Si el proceso ascendente es determinista (para los principiantes hay mezcla) puede intentar usar la función rand con seed , convertir a byte array y pasar a UUID.nameUUIDFromBytes .

Consulte también: Acerca de cómo agregar una nueva columna a un DataFrame existente con valores aleatorios en Scala

Nota : SPARK-20586 introdujo el indicador deterministic , que puede desactivar cierta optimización, pero no está claro cómo se comporta cuando persisted datos y se produce una pérdida de ejecutor.

Tengo un marco de datos Spark con una columna que incluye un UUID generado. Sin embargo, cada vez que realizo una acción o transformación en el marco de datos, cambia el UUID en cada etapa.

¿Cómo puedo generar el UUID solo una vez y hacer que el UUID permanezca estático a partir de entonces?

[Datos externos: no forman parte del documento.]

PR #709, opened 2022-06-28
[Parser] Parsing support for `in` (Membership Operator)

### LINKED ISSUE #511: [New] Parse IN and IS in the expression

akshanshbhatt:
Closes #511

- Solved the shift/reduce conflicts related to expressions containing `in`. The grammar was clashing with the syntax of for-loops (`for...in`).
- Refactored the tokens as asked in https://github.com/lcompilers/lpython/pull/578#discussion_r895094909.


certik (approved):
I think that's fine. Why is the `FOR` precedence needed?

akshanshbhatt:
> I think that's fine. Why is the `FOR` precedence needed?

There were shift/reduce conflicts between the `for-loop` and `in` expressions. The grammar pattern for a `for-loop` is as follows -

```bison
KW_FOR tuple_item KW_IN expr ":" sep statements
```
`tuple_item` node has rules that consider `expr` to be a valid grammar when reduced. Therefore,

```bison
KW_FOR expr KW_IN expr ":" sep statements
```
is also a valid pattern for `for-loop`. This can lead to grammar ambiguity, which was the reason behind the shift/reduce conflict. 

```py
for i in a in list1:
    pass
```
In this example, `i in a` and `a in list1` both are valid `expr`.
Therefore, I decided to give precedence to the `for-loop` instead of the expression so that the first `in` could be associated with the `for-loop`.

An alternative approach can be replacing `tuple_item` from the `for-loop` with `id_item` as we did in the case of `list_comprehension` -

https://github.com/lcompilers/lpython/blob/bdf09ac9d4b766fcb4421a8190cbb7259114e9e5/src/lpython/parser/parser.yy#L679-L684

General `tuples` can have expressions as items, but `id_tuple` will ensure that only `identifiers` are items. Using this, we will not require the `%precedence` token. I was unsure of what to do, so I decided to go with the option requiring the least number of changes to the existing grammar.

certik:
You did the right choice. The simplest way to get things working that is not hackish, you did it. And later if we figure out a better/cleaner solution we can iterate on it.

Thirumalai-Shaktivel:
Excellent, Thanks for this PR!

PR #710, opened 2022-06-29
Implement the end keyword argument for print()

### LINKED ISSUE #704: Implement the end keyword argument in print()
The motivation behind this issue is https://github.com/lcompilers/lpython/issues/665 and https://github.com/lcompilers/lpython/pull/687 .
Print in python is `print(value(s), sep= ‘ ‘, end = ‘\n’)` where `end` is keyword argument set to `"\n" ` by default to take the cursor to the next line. That user should be able to control that .

I have added it as a pull request here https://github.com/faze-geek/lpython/pull/2 . @certik do tell me if this is a possible addition then I'll make a pull request with tests and updated reference files here .

Use case and test on branch -
```
def main():
    print("a","b","c",sep = "=", end ="+")
    print("d","e","f",end ="!!" , sep = "*\n")

main()

a=b=c+d*
e*
f!!(lp) anurag-3:lpython user$ ./src/bin/lpython try.py && ./a.out 

a=b=c+d*
e*
f!!(lp) anurag-3:lpython user$

```

faze-geek:
Fix #704 

Once this goes in, I could add`end` in c/cpp backends as a separate pull request.


faze-geek:
The failed tests don't fail locally on my machine. Would appreicate if someone could figure out if the failing tests are relevant to this pr .

tests/reference/asr-test_print2-64acb15.stderr
```diff
@@ -0,0 +1,29 @@
+Traceback (most recent call last):
```
Smit-create, line 1: The expected output here should show the ASR semantic error. Here, you have a segmentation fault which means something is wrong with the code.

src/lpython/semantics/python_ast_to_asr.cpp
```diff
@@ -3284,12 +3285,27 @@ class BodyVisitor : public CommonVisitor<BodyVisitor> {
...
+                            visit_expr(*c->m_keywords[i].m_value);
+                            end = ASRUtils::EXPR(tmp);
+                            ASR::ttype_t *type = ASRUtils::expr_type(end);
+                            if (!ASRUtils::is_character(*type)) {
+                                std::string found = ASRUtils::type_to_str(type);
+                                diag.add(diag::Diagnostic(
+                                    "End is expected to be of string type",
+                                    diag::Level::Error, diag::Stage::Semantic, {
+                                        diag::Label("Expected string, found: " + found,
+                                                {separator->base.loc})
```
Smit-create, line 3299:
```suggestion
                                                {end->base.loc})
```

This will fix the issue.

faze-geek: Thanks @Smit-create . I think the tests should pass now.

certik (approved):
I think this is good to merge. Thanks!

Issue #694, opened 2022-06-25
Show error for Pointer type mismatch at ASR level


Smit-create:
Python code:
```py
from ltypes import pointer, i16, Pointer, i32

def f():
    yptr1: Pointer[i16[:]]
    y: i32[2]
    y[0] = 1
    y[1] = 2
    yptr1 = pointer(y)

f()
```

This should raise an error at ASR level. https://github.com/lcompilers/lpython/pull/688#discussion_r906671577
cc @czgdp1807

certik:
Yes. All errors should be raised in AST->ASR phase. The only errors in ASR->LLVM should be "not implemented", nothing else.

PR #711, opened 2022-06-29
Fix `check_equal_type` and raise error while assigning pointers of different types

czgdp1807:
Closes https://github.com/lcompilers/lpython/issues/694

I noticed that in `main` branch `check_equal_type` is implemented incorrectly. It doesn't consider their kind (a.k.a bid-width) while checking equality of types. So, things like the following were getting through ASR unchecked,

1. Returning 32 bit variable/value from a function which is supposed to return 64 bit variable/value. ASR should always raise an error if such things are encountered. When I added check for equality of kind in `check_equal_type` several errors popped up while compiling `lpython_builtin.py`. I think many tests are not yet tested with LLVM? I don't know. I might be wrong.
2. Division of `f32`/`f32` resulting in `f64` - I think `f32`/`f32` should always return `f32` (returning `f64` is more like consuming 32 extra bit but with no extra accuracy).
3. Storing 64 bit constants in a tuple, accepting only 32 bit constants - Should never happen IMHO. Probably tuples are not yet supported in LLVM?

Anyways, I might be wrong but checking for equality of kind is very important while checking for equality of types. At least LLVM treats them as different and doesn't auto-casts type if they only have different bit-widths. C can auto cast so nothing to worry about in C backend.

If you feel that this PR is not necessary then feel free to close it.


certik (approved):
I think this is fine.

PR #716, opened 2022-06-30
Make `not` unary work for complex type

namannimmo10:


tests/tests.toml
```diff
@@ -223,6 +223,10 @@ llvm = true
 filename = "../integration_tests/test_builtin.py"
 asr = true
 
+[[test]]
+filename = "../integration_tests/test_complex.py"
+asr = true
+
```
czgdp1807, line 229: Is LLVM not supported for `test_complex.py`?

namannimmo10: It is supported.  We test this file with `cpython` and `llvm`.

PR #717, opened 2022-06-30
CPP/C: Consider `IntegerToLogical` cast kind in the backends

namannimmo10:
#410


tests/expr17.py
```diff
@@ -0,0 +1,8 @@
+def f():
+    i: i32
+    i = 3
+    b: bool
+    b = bool(i)
+    print(b)
+
+f()
```
czgdp1807, line 8: Can we shift this to `integration_tests`? And add it in `integration_tests/CMakeLists.txt` with `c`, `cpp`, `cpython` and `llvm` backends?

tests/reference/c-expr17-a800575.stdout
```diff
@@ -0,0 +1,54 @@
...
+{
+    f();
+}
+
+void f()
+{
+    bool b;
+    int32_t i;
+    i = 3;
+    b = (bool)(i);
```
czgdp1807, line 46: I don't think `C` has `bool` type. Probably, doing https://github.com/lcompilers/lpython/pull/717/files#r911632396 will bring clarity since the generated code will be compiled by `GCC` and `Clang` on CI.

namannimmo10: > I don't think `C` has `bool` type

If you see the C code that is generated, you'd see `stdbool.h` as a header file, so it should compile.  But I can shift this test under `integration_tests`,  just in case...

czgdp1807: Well checking if C code compiles is the best approach I feel. We have the infrastructure for that so why not use it.

czgdp1807: Try running `./run_tests.sh` under `integration_tests` directory.

tests/tests.toml
```diff
@@ -152,6 +152,11 @@ asr = true
 filename = "../integration_tests/expr_10.py"
 asr = true
 
+[[test]]
+filename = "../integration_tests/expr_11.py"
+c = true
+cpp = true
+
```
czgdp1807, line 159: Fine to have this but not necessary. We are already testing the generated code via `integration_tests/CMakeLists.txt`.

PR #767, opened 2022-07-14
Make `str()` work for non-constant values

Abdelrahman-Kh-Fouad:
Related to #761 .
I have missed `ord()` on converting line.
there was a bug in reversing loop.


Abdelrahman-Kh-Fouad:
@certik @namannimmo10 
ready for reviewing.

src/runtime/lpython_builtin.py
```diff
@@ -135,11 +135,11 @@ def str(x: i32) -> str:
     rev_result_len: i32
     rev_result_len = 0
     while x > 0:
-        rev_result += chr(x - _lpython_floordiv(x, 10)*10)
+        rev_result += chr(ord('0') + (x - _lpython_floordiv(x, 10) * 10))
```
namannimmo10, line 138:
```suggestion
        rev_result += chr(48 + (x - _lpython_floordiv(x, 10) * 10))
```

namannimmo10:
To make sure that this works with LLVM, please rebase with `main`.

namannimmo10:
Thanks. Can you also make `str()` work for floats and other inputs?

PR #775, opened 2022-07-18
Supporting For in looping over strings

Shaikh-Ubaid:
towards #206 , #732 

This implements the approach suggested in this [comment](https://github.com/lcompilers/lpython/issues/732#issuecomment-1174866795)

Issue #732, opened 2022-07-04
Add support for loop iteration


Madhav2310:
Python Code: 
```
s: str
s = "samplestring"
char : str

for char in s:
    if ord(char) >= 97 and ord(char) <=122 :
        result += chr(ord(char) - 32)
    else :
        result += char
```

Error:
```
semantic error: Only function call `range(..)` supported as for loop iteration for now
   --> /home/madhav/lpython/src/runtime/lpython_builtin.py:156:5 - 160:26
    |
156 |        for char in s:
    |        ^^^^^^^^^^^^^^...


```

Madhav2310:
It is supported for lists i think, not totally sure. https://github.com/lcompilers/lpython/blob/4591db8b087577046f548d21097d8c8c23fcb2f7/src/runtime/ltypes/ltypes.py#L76

Madhav2310:
@certik @czgdp1807 @namannimmo10

namannimmo10:
Similar to #206.

Madhav2310:
> Similar to #206.

Right, yes. Who can I discuss with on how to implement this?

czgdp1807:
What I would do here is, convert the following,

```python
for char in s:
    if ord(char) >= 97 and ord(char) <=122 :
        result += chr(ord(char) - 32)
    else :
        result += char
```

to,

```python
for i in range(len(s)):
    char = s[i]
    if ord(char) >= 97 and ord(char) <=122 :
        result += chr(ord(char) - 32)
    else :
        result += char
```

We can do it simply in the AST to ASR transition itself (in the node below). However we won't be able to get back the original code after this (AST to Source code transition).

https://github.com/lcompilers/lpython/blob/989b0a2c5442e4b0452ff0cdaf3b87ed872058bf/src/lpython/semantics/python_ast_to_asr.cpp#L2605-L2687

@certik @Madhav2310 What do you think?

Madhav2310:
I don't understand the bit about AST to ASR transition, I'll look into it! But yes I'll go ahead and implement the python code that way to implement iterate over the strings. Thank you!

Issue #206, opened 2022-03-08
Implement looping through a string


namannimmo10:
Reference code:
```python
def main0():
    s: str
    s = 'aabbcc'
    c: str
    for c in s:
        print(c)

main0()
```
ASR:
```
semantic error: Only function call `range(..)` supported as for loop iteration for now
 --> c.py:5:5 - 6:16
  |
5 |        for c in s:
  |        ^^^^^^^^^^^...
...
  |
6 |            print(c)
  | ...^^^^^^^^^^^^^^^^
```

Smit-create:
This could be generalised for all `iterable` objects like tuples, list, etc.

Smit-create:
This works now:
```
% cat a.py
def main0():
    s: str
    s = 'aabbcc'
    c: str
    for c in s:
        print(c)

main0()
lpython % lpython a.py
a
a
b
b
c
c

```

PR #781, opened 2022-07-18
C, CPP: Strings

Shaikh-Ubaid:
towards #206 , #732 

This is a continuation of #775 . Only the recent `5` commits are part of this `PR`, the rest of the commits are part of #775 . I will rebase this after #775 is merged.


Shaikh-Ubaid:
The tests, currently do/might not pass. It seems there is a following minor issue/challenge. 

For the following code (`integration_tests/loop_01.py`)
```py
def main0():
    s: str
    s = 'aabbcc'
    c: str
    for c in s:
        print(c)

main0()
```
the `--show-c` output is as follows (displaying only relevant part for simplicity):
```c
void main0()
{
    int32_t __explicit_iterator;
    char * c;
    char * s;
    s = "aabbcc";
    for (__explicit_iterator=0; __explicit_iterator<=strlen(s) - 1; __explicit_iterator++) {
        c = s[__explicit_iterator + 1 - 1]; // line causing failure
        printf("%s\n", c);
    }
}
```
In the above `c` code, we see that on line `c = s[__explicit_iterator + 1 - 1];`, the type of the target is `char *` where as the type of value is `char`, which I guess is causing the failure. In `Python`, `char` and `str` are similar/same but in `c` both are treated differently. Please, could someone possibly share how we should go about `str` and `char` assignments for the `C` Backend?

Shaikh-Ubaid:
In the `C` Backend, if we are indexing a string
**for example:** `element = a[i]`, where `a` is of type `char *` and `i` is of type `int`

**doubt:** what should be the type of the `element`? Should it be `char` or `char *`? 

Essentially, the doubt is, in the `C` Backend, are we considering `characters` as `char` or as strings of length `1`? 

Please possibly clarify.

certik:
ASR currently has a notion of a String, but not a Character. That is, character is a string of length 1. Just like in Python and Fortran.

How the backend implements it is solely left to the backend. The easiest I think is to treat characters as `char *`, strings of length 1. Then it is consistent and everything should just work. An optional optimization could be to use just `char` if you know at compile time (in the backend) that the length is 1, but then you have to adjust all accesses to such a character. So it's more complicated, but it can definitely be done. I personally would not bother with such optimizations, at least not yet. I would focus on the big fish, that is, ASR->ASR optimizations. And leave these "micro-optimizations" to LLVM (for now), or the C compiler. That will give us the best bang for our buck. Later, we can implement these micro-optimizations too.

src/libasr/codegen/asr_to_c_cpp.h
```diff
@@ -549,7 +549,11 @@ R"(#include <stdio.h>
         if (ASR::is_a<ASR::Var_t>(*x.m_target)) {
             visit_Var(*ASR::down_cast<ASR::Var_t>(x.m_target));
             target = src;
-            if( ASRUtils::is_array(ASRUtils::expr_type(x.m_target)) && !is_c ) {
+            // auto v = ASRUtils::EXPR2VAR(x.m_target);
+            // if (is_c && ASRUtils::is_character(*v->m_type)) {
+            //     target = "free(" + target + "); " + target;
+            // }
```
Shaikh-Ubaid, line 555: Using `free` here fails few tests. 
```bash
90% tests passed, 3 tests failed out of 29

Label Time Summary:
c          =   0.71 sec*proc (29 tests)
cpython    =   0.70 sec*proc (21 tests)
llvm       =   0.71 sec*proc (29 tests)

Total Test time (real) =   0.73 sec

The following tests FAILED:
         10 - print_01 (Subprocess aborted)
         18 - loop_01 (Subprocess aborted)
         21 - test_c_interop_02 (Subprocess aborted)
```

These tests have string allocated in `stack memory` and I guess calling `free` on `stack memory` is causing the failure.

src/libasr/codegen/asr_to_c.cpp
```diff
@@ -634,6 +635,20 @@ R"(
         src = out;
     }
 
+    void visit_StringItem(const ASR::StringItem_t& x) {
+        this->visit_expr(*x.m_idx);
+        std::string idx = std::move(src);
+        this->visit_expr(*x.m_arg);
+        std::string str = std::move(src);
+        src = "(char *)memcpy((char *)calloc(2U, sizeof(char)), "
+                + str + " + " + idx + " - 1, 1U)";
```
Shaikh-Ubaid, line 644: For the `C` Backend, currently, I am allocating memory into heap using `calloc`. Ideally, I guess, the same memory should be freed. I tried freeing it [here](https://github.com/lcompilers/lpython/pull/781#discussion_r928645818).

certik:
The deallocation I think has to be done via the ImplicitDeallocate ASR node, that LFortran correctly inserts for allocatable arrays. So we have to insert these nodes correctly, and then call "free" in the backend when we visit this node.

certik:
What is the status of this --- ready for review?

Shaikh-Ubaid:
Inserting the `ImplicitDeallocate` ASR node is still left. I am sorry, I couldn't look into. I will work on it soon.

certik:
The deallocation is a bigger task, which I would recommend to tackle in a separate PR. Just polish this PR, resolve conflicts, and we can merge it after review.

Shaikh-Ubaid:
Strings currently leak memory in the `C` Backend. Currently, in `visit_StringItem`, a space for strings of length `2` is allocated on heap which is never deallocated.

Shaikh-Ubaid:

certik (approved):
Thanks! Go ahead and merge it.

Algunos ejemplos de código para volver a producir mi problema están a continuación:

def process(spark: SparkSession): Unit = { import spark.implicits._ val sc = spark.sparkContext val sqlContext = spark.sqlContext sc.setLogLevel("OFF") // create dataframe val df = spark.createDataset(Array(("a", "1"), ("b", "2"), ("c", "3"))).toDF("col1", "col2") df.createOrReplaceTempView("df") df.show(false) // register an UDF that creates a random UUID val generateUUID = udf(() => UUID.randomUUID().toString) // generate UUID for new column val dfWithUuid = df.withColumn("new_uuid", generateUUID()) dfWithUuid.show(false) dfWithUuid.show(false) // uuid is different // new transformations also change the uuid val dfWithUuidWithNewCol = dfWithUuid.withColumn("col3", df.col("col2")+1) dfWithUuidWithNewCol.show(false) }

El resultado es:

+----+----+ |col1|col2| +----+----+ |a |1 | |b |2 | |c |3 | +----+----+ +----+----+------------------------------------+ |col1|col2|new_uuid | +----+----+------------------------------------+ |a |1 |a414e73b-24b8-4f64-8d21-f0bc56d3d290| |b |2 |f37935e5-0bfc-4863-b6dc-897662307e0a| |c |3 |e3aaf655-5a48-45fb-8ab5-22f78cdeaf26| +----+----+------------------------------------+ +----+----+------------------------------------+ |col1|col2|new_uuid | +----+----+------------------------------------+ |a |1 |1c6597bf-f257-4e5f-be81-34a0efa0f6be| |b |2 |6efe4453-29a8-4b7f-9fa1-7982d2670bd6| |c |3 |2f7ddc1c-3e8c-4118-8e2c-8a6f526bee7e| +----+----+------------------------------------+ +----+----+------------------------------------+----+ |col1|col2|new_uuid |col3| +----+----+------------------------------------+----+ |a |1 |00b85af8-711e-4b59-82e1-8d8e59d4c512|2.0 | |b |2 |94c3f2c6-9234-4fb3-b1c4-273a37171131|3.0 | |c |3 |1059fff2-b8f9-4cec-907d-ea181d5003a2|4.0 | +----+----+------------------------------------+----+

Tenga en cuenta que el UUID es diferente en cada paso.